Principal Scientist, Chemical Process and Analytical Development

Role Summary

The Chemical Process and Analytical Development (CPAD) group located in Bothell, WA is responsible for the development of chemical processes and analytical methods for novel drug-linkers (linker-payloads) used in antibody-drug conjugates (ADCs). Our process chemists, analytical chemists, and chemical engineers collaborate to discover phase-appropriate synthetic routes and chemical processes to accelerate the delivery of life saving medicines to patients, and to develop robust and innovative synthetic processes to novel commercial drug-linker candidates that drive the next generation of targeted cancer therapy.

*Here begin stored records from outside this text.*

Issue #832, opened 2023-09-12
[Bug] SOCI Removes Snapshots on SIGINT


sondavidb:
### Description

When stopping the daemon via a SIGINT, SOCI makes an effort to [clean up](https://github.com/awslabs/soci-snapshotter/blob/1e0057135d22a2bd91567200be8a73ead99bb63e/cmd/soci-snapshotter-grpc/main.go#L275) after itself. This includes both unmounting the requisite directories and [removing them entirely](https://github.com/awslabs/soci-snapshotter/blob/1e0057135d22a2bd91567200be8a73ead99bb63e/snapshot/snapshot.go#L567).

This leads to a fuse mount error upon restarting the snapshotter:

```shell
/usr/bin/fusermount: bad mount point /var/lib/soci-snapshotter-grpc/snapshotter/snapshots/2/fs: No such file or directory
```

The snapshotter then only successfully start up when setting `allow_invalid_mounts_on_restart=true` in the config. After this, pulling any other images results in an error similar to the one below:

```shell
failed to prepare extraction snapshot "extract-xxxxx": failed to stat parent: stat /var/lib/soci-snapshotter-grpc/snapshotter/snapshots/1/fs: no such file or directory: unknown
```

As I ended the task gracefully, I would expect the snapshotter to start successfully, as I still possess the original image and index, but this is not the case, and the snapshotter fails to start. I must enable `allow_invalid_mounts_on_restart=true` in the `config.toml` file to get it to start up again, and then have to manually remove the previously loaded snapshot to pull any other images. This is seemingly unintuitive, so if this is expected behavior, I would like an explanation as to why it behaves this way.

Upon inspection, the following behaviors have been observed on cleanup:
- The uncompressed snapshots on disk are cleaned
- The snapshots metadata seems to be unmodified

The combination of the two seems to clash with each other, as on startup, the snapshotter expects the previously loaded snapshots to be in the snapshots directory per its metadata, yet a graceful cleanup in this case means the snapshots are not there anymore, whereas a nongraceful kill will retain the snapshots, and thus the snapshotter starts up just fine — I can pull a separate image and run either snapshot just fine.

If removing the snapshot is intended behavior, that's fine, but we should then clean the metadata to reflect this on a graceful cleanup. I think we should mimic containerd's default behavior if we do not already have a clear direction in mind for this.

### Steps to reproduce the bug

1. Pull any image
[...]

Issue #275, opened 2023-01-03
[BUG] killing soci-snapshotter-grpc while a container is running requires manual cleanup


sparr:
**Describe the bug**
When the soci process is killed while a container is running, some of the mounts and metadata are left in a problematic state.

**Steps To Reproduce**
1. `soci-snapshotter-grpc`
2. `ctr run --snapshotter soci [...]`
3. `killall soci-snapshotter-grpc`

**Expected behavior**
All state (running processes, files, container and image metadata in the data store and registry, etc) is left in a state allowing the snapshotter and container to be started again without manual intervention.

**Additional context**
Problem statement is non-specific because I did not take sufficient notes when encountering this problem while troubleshooting a more pressing issue. Investigating will be a necessary step of resolving this issue.

rdpsin:
The problem is that FUSE mounts' lifetimes are tied to the snapshotter. If the snapshotter crashes, the FUSE mounts will die too and we have no way to re-mount them. A couple of options are:

1) Separate out the FUSE implementation from the snapshotter, so that the mounts still exist even if the snapshotter crashes.

2) Persist some kind of state on disk that will allow the snapshotter to reconstruct the FUSE mount whenever it comes back online.

Kern--:
Is this the same problem?
https://github.com/awslabs/soci-snapshotter/issues/93

Kern--:
I think the "solution" to this is the config to ignore the broken data: https://github.com/awslabs/soci-snapshotter/blob/main/config/service.go#L79

Maybe we could also have the SOCI snapshotter call to containerd to remove the broken snapshots? That seems a bit weird, though.

PR #881, opened 2023-10-20
Keep directories when SIGINT sent to daemon

sondavidb:
**Issue #, if available:**
#275, #832

**Description of changes:**
On SIGINT, the daemon will perform some cleanup functions, including removing the directories for each of the snapshot layers. However, the metadata does not reflect this change. This meant that, upon restarting the snapshot, the snapshot would not start unless `allow_invalid_mounts_on_restart=true` was set in the config. Even with the variable set, one had to manually remove the snapshot to get the daemon in a working state.

This was pretty frustrating behavior. What should be a graceful kill ends up being more work than using a non-graceful kill (i.e. SIGKILL/SIGTERM, which allow the snapshots to instantly start working again, no questions asked). Additionally, it was unintuitive (to me) that killing the daemon also wipes all the snapshotter data, forcing one to re-pull an image every time the daemon is killed.

This change removes the cleanup step of wiping the snapshot directories. It will still unmount the FUSE mounts, but the snapshotter [already tries to restore snapshots](https://github.com/awslabs/soci-snapshotter/blob/1e0057135d22a2bd91567200be8a73ead99bb63e/snapshot/snapshot.go#L199) on startup, which just unmounts any mounts leftover and remounts existing mounts in the metadata, so it ties in very well to snapshot startup

**Testing performed:**
I performed some basic testing, largely including pulling an image + running a container with it after a SIGINT and confirmed normal behavior.

### DIFF
--- a/integration/run_test.go
+++ b/integration/run_test.go
@@ -424,6 +424,51 @@ func TestRootFolderPermission(t *testing.T) {
 	}
 }
 
+func TestRestartAfterSigint(t *testing.T) {
+	const containerImage = alpineImage
+	const killTimeout = 5
+	const startTimeout = "5s"
+
+	regConfig := newRegistryConfig()
+	sh, done := newShellWithRegistry(t, regConfig)
+	defer done()
+
+	rebootContainerd(t, sh, getContainerdConfigToml(t, false), getSnapshotterConfigToml(t, false, tcpMetricsConfig))
+	copyImage(sh, dockerhub(containerImage), regConfig.mirror(containerImage))
+	indexDigest := buildIndex(sh, regConfig.mirror(containerImage), withMinLayerSize(0), withSpanSize(100*1024))
+	sh.X("soci", "image", "rpull", "--user", regConfig.creds(), "--soci-index-digest", indexDigest, regConfig.mirror(containerImage).ref)
+	sh.X("pkill", "-SIGINT", "soci-snapshotte") // pkill can only take up to 15 chars
+
+	var buffer []byte
+	timedOut := true
+	for i := 0; i < killTimeout*4; i++ {
+		buffer = sh.O("ps")
+		if !strings.Contains(string(buffer), "soci-snapshotte") {
+			timedOut = false
+			break
+		}
+		sh.X("sleep", "0.25")
+	}
+
+	if timedOut {
+		t.Fatalf("failed to kill snapshotter daemon")
+	}
+
+	timeoutCmd := []string{"timeout", "--preserve-status", startTimeout}
+	cmd := shell.C("/usr/local/bin/soci-snapshotter-grpc", "--log-level", sociLogLevel,
+		"--address", "/run/soci-snapshotter-grpc/soci-snapshotter-grpc.sock")
+	cmd = addConfig(t, sh, getSnapshotterConfigToml(t, false, tcpMetricsConfig), cmd...)
+	cmd = append(timeoutCmd, cmd...)
+
+	// exit status 0 — command timed out, so server is running — PASS
+	// exit status 1 — server crashed before time limit — FAIL
+	if _, err := sh.OLog(cmd...); err != nil {
+		if err.Error() != "exit status 0" {
+			t.Fatalf("error starting snapshotter daemon: %v", err)
+		}
+	}
+}
+
 func TestRunInContentStore(t *testing.T) {
 	imageName := helloImage
 	sh, done := newSnapshotterBaseShell(t)
--- a/snapshot/snapshot.go
+++ b/snapshot/snapshot.go
@@ -556,18 +556,21 @@ func (o *snapshotter) getCleanupDirectories(ctx context.Context, t storage.Trans
 }
 
 func (o *snapshotter) cleanupSnapshotDirectory(ctx context.Context, dir string) error {
-
-	// On a remote snapshot, the layer is mounted on the "fs" directory.
-	// We use Filesystem's Unmount API so that it can do necessary finalization
-	// before/after the unmount.
-	mp := filepath.Join(dir, "fs")
-	if err := o.fs.Unmount(ctx, mp); err != nil {
-		log.G(ctx).WithError(err).WithField("dir", mp).Debug("failed to unmount")
+	if err := o.unmountSnapshotDirectory(ctx, dir); err != nil {
+		return fmt.Errorf("failed to unmount directory %q: %w", dir, err)
 	}
 	if err := os.RemoveAll(dir); err != nil {
 		return fmt.Errorf("failed to remove directory %q: %w", dir, err)
 	}
 	return nil
+}
+
+func (o *snapshotter) unmountSnapshotDirectory(ctx context.Context, dir string) error {
+	// On a remote snapshot, the layer is mounted on the "fs" directory.
+	// We use Filesystem's Unmount API so that it can do necessary finalization
+	// before/after the unmount.
+	mp := filepath.Join(dir, "fs")
+	return o.fs.Unmount(ctx, mp)
 }
 
 func (o *snapshotter) createSnapshot(ctx context.Context, kind snapshots.Kind, key, parent string, opts []snapshots.Opt) (_ storage.Snapshot, err error) {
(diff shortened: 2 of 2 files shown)


snapshot/snapshot.go
```diff
@@ -564,9 +564,6 @@ func (o *snapshotter) cleanupSnapshotDirectory(ctx context.Context, dir string)
 	if err := o.fs.Unmount(ctx, mp); err != nil {
 		log.G(ctx).WithError(err).WithField("dir", mp).Debug("failed to unmount")
 	}
-	if err := os.RemoveAll(dir); err != nil {
-		return fmt.Errorf("failed to remove directory %q: %w", dir, err)
-	}
```
austinvazquez, line 569: Without the `os.RemoveAll` this function may need a name change. It is now more of a `unmountFilesystem`. But before that other than `cleanup` this function is also has call sites from `createSnapshot` [on error] and `Remove` which makes sense for the directory to be cleaned up. My question is if graceful termination of snapshotter should take a seperate call path or expand cleanup to have cleanup options.

austinvazquez (commented):
Should we have some of these manual tests as automated tests with this change?

snapshot/snapshot.go
sondavidb: Your first point is correct, but the second point is hard to make a call on. I initially added to function headers but ultimately decided to make a new struct to store this information. It's a bit extra IMO, but also would make future changes easier to make (and really, I feel like a lot of our functions could be refactored to take data like this).

Could also add a `defaultCleanupConfig` if that proves useful in any form.

sondavidb:
> Should we have some of these manual tests as automated tests with this change?

I tried, but I don't actually know how to kill the snapshotter with a SIGINT. I see that we have [KillMatchingProcess](https://github.com/awslabs/soci-snapshotter/blob/114d5ddb8b8db27e5bd588afd30044fa65ed5e00/util/testutil/shell.go#L330), which is called by [rebootContainerd](https://github.com/awslabs/soci-snapshotter/blob/114d5ddb8b8db27e5bd588afd30044fa65ed5e00/integration/util_test.go#L632), but this sends a SIGKILL, not a SIGINT. Even if I could pass it in, `rebootContainerd` also wipes the content stores so I don't believe calling that is a viable option regardless.

I tried to manually kill but `killall` isn't a binary in the container created. I can technically fudge this by banking on the grpc being a specific pid every time the container starts, but from past experiences relying on an arbitrary value far out of the scope of what I'm trying to achieve is...not ideal, to say the least.

snapshot/snapshot.go
austinvazquez: When a boolean input modifies the behavior of the function, then to me that begins to indicate the function might be doing too much. Here the problem is amplified with two boolean inputs. It seems like we have a clear logical separation here in 1) unmount filesystem and 2) cleanup directory. Maybe this leans more into having two seperate implementations with explicit reponsibilities.

austinvazquez:
> > Should we have some of these manual tests as automated tests with this change?
> 
> I tried, but I don't actually know how to kill the snapshotter with a SIGINT. I see that we have [KillMatchingProcess](https://github.com/awslabs/soci-snapshotter/blob/114d5ddb8b8db27e5bd588afd30044fa65ed5e00/util/testutil/shell.go#L330), which is called by [rebootContainerd](https://github.com/awslabs/soci-snapshotter/blob/114d5ddb8b8db27e5bd588afd30044fa65ed5e00/integration/util_test.go#L632), but this sends a SIGKILL, not a SIGINT. Even if I could pass it in, `rebootContainerd` also wipes the content stores so I don't believe calling that is a viable option regardless.
> 
> I tried to manually kill but `killall` isn't a binary in the container created. I can technically fudge this by banking on the grpc being a specific pid every time the container starts, but from past experiences relying on an arbitrary value far out of the scope of what I'm trying to achieve is...not ideal, to say the least.

Give https://man7.org/linux/man-pages/man1/kill.1.html a try and if still stuck lmk and we can look together.

snapshot/snapshot.go
sondavidb: Ah, ok, that makes sense to me. The previously passed in boolean (cleanupCommitted) was used to route to `getCleanupDirectories`, so I guess we'll keep that function name for now.

I had already split the function in two — unmounting, and cleaning, of which the latter calls the former. This is desirable behavior in most cases, including in `cleanup()`, which is called in both `o.Cleanup()` and `o.Close()`. Per the comment in the code, "Cleanup cleans up disk resources from removed or abandoned snapshots", so I created a new function instead of reusing the existing cleanup() function, which hopefully makes the separation of ideas more apparent.

sondavidb:
I ended up using `pkill` instead of `kill` since for some reason `kill` doesn't work with a name even though the man page seems to imply that.

I added the test and ensured that it crashed with the previous version and passed with this one.

integration/run_test.go
```diff
@@ -424,6 +424,36 @@ func TestRootFolderPermission(t *testing.T) {
...
+	sh, done := newShellWithRegistry(t, regConfig)
+	defer done()
+
+	rebootContainerd(t, sh, getContainerdConfigToml(t, false), getSnapshotterConfigToml(t, false, tcpMetricsConfig))
+
+	copyImage(sh, dockerhub(containerImage), regConfig.mirror(containerImage))
+	indexDigest := buildIndex(sh, regConfig.mirror(containerImage), withMinLayerSize(0), withSpanSize(100*1024))
+	sh.X("soci", "image", "rpull", "--user", regConfig.creds(), "--soci-index-digest", indexDigest, regConfig.mirror(containerImage).ref)
+	sh.X("pkill", "-2", "soci-snapshotte") // pkill can only take up to 15 chars
+
```
sondavidb, line 440: Would like some particular attention on the second half of this testing function. Mainly want to guarantee that a. the implementation would give deterministic output, b. that 5 seconds is long enough to wait for the server to crash (or not crash), and c. there are no potential race conditions (i.e. everything is guaranteed to execute before the function finishes).

sondavidb: Realistically I know b and c are unlikely to be issues, but I've wrote tests in other projects that ended up being flaky due to checking for strange conditions and implemented weird workarounds, and I really don't want to do that again :v

Kern--: Is it possible that the previous snapshotter isn't fully cleaned up before the next one tries to start? Should we put a short delay in?

integration/run_test.go
```diff
@@ -424,6 +424,36 @@ func TestRootFolderPermission(t *testing.T) {
...
+	regConfig := newRegistryConfig()
+	sh, done := newShellWithRegistry(t, regConfig)
+	defer done()
+
+	rebootContainerd(t, sh, getContainerdConfigToml(t, false), getSnapshotterConfigToml(t, false, tcpMetricsConfig))
+
+	copyImage(sh, dockerhub(containerImage), regConfig.mirror(containerImage))
+	indexDigest := buildIndex(sh, regConfig.mirror(containerImage), withMinLayerSize(0), withSpanSize(100*1024))
+	sh.X("soci", "image", "rpull", "--user", regConfig.creds(), "--soci-index-digest", indexDigest, regConfig.mirror(containerImage).ref)
+	sh.X("pkill", "-2", "soci-snapshotte") // pkill can only take up to 15 chars
```
Kern--, line 439: nit: can we use `"-SIGINT"` instead of `"-2"` for clarity?

integration/run_test.go
sondavidb: I like that idea. I wonder if it's worth also doing a `ps -aux | grep soci` and printing that to log? It seems pretty unnecessary though.

Kern--: Speaking of which, maybe we could use something like `ps | grep soci` in a loop with a few hundred ms delay to determine when the process is gone rather than sleeping a full 5s. I'm not going to block on that, though.

Kern-- (approved):

integration/run_test.go
sondavidb: I like the idea, made said changes. Any chance we can apply this to the command that starts the server as well? I don't think so since lowering it would give a higher chance of a false positive, but wondering if you agree.

turan18 (dismissed):

Kern-- (dismissed):

snapshot/snapshot.go
```diff
@@ -743,12 +749,28 @@ func (o *snapshotter) Close() error {
...
+	}
+
+	log.G(ctx).Debugf("unmount: dirs=%v", cleanup)
+	for _, dir := range cleanup {
+		if err := o.unmountSnapshotDirectory(ctx, dir); err != nil {
+			log.G(ctx).WithError(err).WithField("path", dir).Warn("failed to unmount directory")
+		}
+	}
+
+	return nil
```
austinvazquez, line 771: Should we return first unmount error?

snapshot/snapshot.go
```diff
@@ -556,17 +556,23 @@ func (o *snapshotter) getCleanupDirectories(ctx context.Context, t storage.Trans
...
 	// We use Filesystem's Unmount API so that it can do necessary finalization
 	// before/after the unmount.
 	mp := filepath.Join(dir, "fs")
 	if err := o.fs.Unmount(ctx, mp); err != nil {
 		log.G(ctx).WithError(err).WithField("dir", mp).Debug("failed to unmount")
 	}
-	if err := os.RemoveAll(dir); err != nil {
-		return fmt.Errorf("failed to remove directory %q: %w", dir, err)
-	}
 	return nil
```
austinvazquez, line 576: Just noticed after the changes, this function always returns nil. Perhaps we can simplify the function now to:

```suggestion
    return o.fs.Unmount(ctx, mp)
```

snapshot/snapshot.go
sondavidb: I don't think so. We get passed every directory, including ones without a SOCI index, so we're basically guaranteed an error. We should definitely try to unmount every directory given to us.

What we really should be doing is only attempting to unmount directories that have a SOCI index attached to them, but that's probably another change for another PR :P

snapshot/snapshot.go
sondavidb: Sure, was gonna mention the fact that we'd lose logs but it looks like we double log anyway for every call to this.

austinvazquez: Yeah generally it is good to either log or return an error but not both. Although remote snapshotters sometimes need to break that mold because the error may be returned to containerd without be logged in the snapshotter's logs. /shrug

austinvazquez (approved):

turan18 (approved):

As a Principal Scientist in CPAD, you will provide technical leadership to a team of process chemists engaged in route screening/selection, process development, and process characterization for our growing drug-linker portfolio. You will drive the development of safe and scalable chemistry by leveraging state-of-the-art technologies such as high-throughput experimentation, data-rich experimentation, catalysis, continuous processing, and predictive technologies. You will spearhead the advancement of Pfizer’s oncology portfolio through personal laboratory effort as well as oversee external resources through technology transfer and campaign execution at CDMOs. You will serve as a technical and strategic leader for early and late-phase programs while mentoring junior staff members in a supportive and inclusive work environment. You will propose technical and strategic solutions to management and represent process chemistry in cross-functional teams requiring excellent communication skills. Finally, you will be expected to establish an external presence as technical leader in the field by authoring journal articles and presenting at leading external scientific meetings.

Role Responsibilities

• Design and execute well-planned laboratory experiments that require complex data analysis.
• Maintain high standards for all laboratory records, reports, patents, regulatory documents, and external communications.
• Employ state-of-the art technologies including high-throughput experimentation, data-rich experimentation, computational tools, and predictive software to accelerate process development.
• Be recognized as a technical leader internally and externally by authoring publications and presenting externally.
• Drive technical aspects of early and late phase pharmaceutical development.
• Lead technology transfer to internal sites or external CDMOs for GMP manufacturing while managing CRO/CMO resources.
• Persuasively communicate abstract concepts, ideas, and solutions to project teams, leadership, and cross-functional teams.
• Establish and deliver on tight timelines aligned with our portfolio goals.
• Promote a supportive and inclusive work environment and mentor junior staff.
• Maintain an understanding of the activities and research carried out by the project team members.
• Lead authoring for patents and regulatory documents.
• Leverage knowledge and experience to guide cross-functional team decisions.
• Build strong relationships with stakeholders to advocate for our department.

Qualifications

• PhD in Organic Chemistry with 4+ years of experience in pharmaceutical process development, including route design, scale-up, and GMP manufacturing; or a master‚Äôs degree with 10+ years of relevant experience.
• Proven track record of scientific innovation and impact, demonstrated through authorship of peer-reviewed publications, patents, or presentations at recognized scientific conferences.
• A sound understanding of modern synthetic organic chemistry principles, process development, engineering, analytical and purification technologies.
• Excellent written and oral communication skills, with a demonstrated ability to effectively collaborate with stakeholders.
• In-depth knowledge of pharmaceutical development from pre-clinical to commercialization.
• Experience in a regulated pharmaceutical environment including GMP deliveries and regulatory authoring.
• This is an on-site designated role, and you will be expected to work five days per week on-site.

Preferred Qualifications

• Experience with drug-linkers for ADCs or other targeted mixed-modality therapeutics.
• Experience in mentoring scientific staff, both directly and in a matrix environment.
• Experience with technology transfer activities and CRO/CDMO resource management.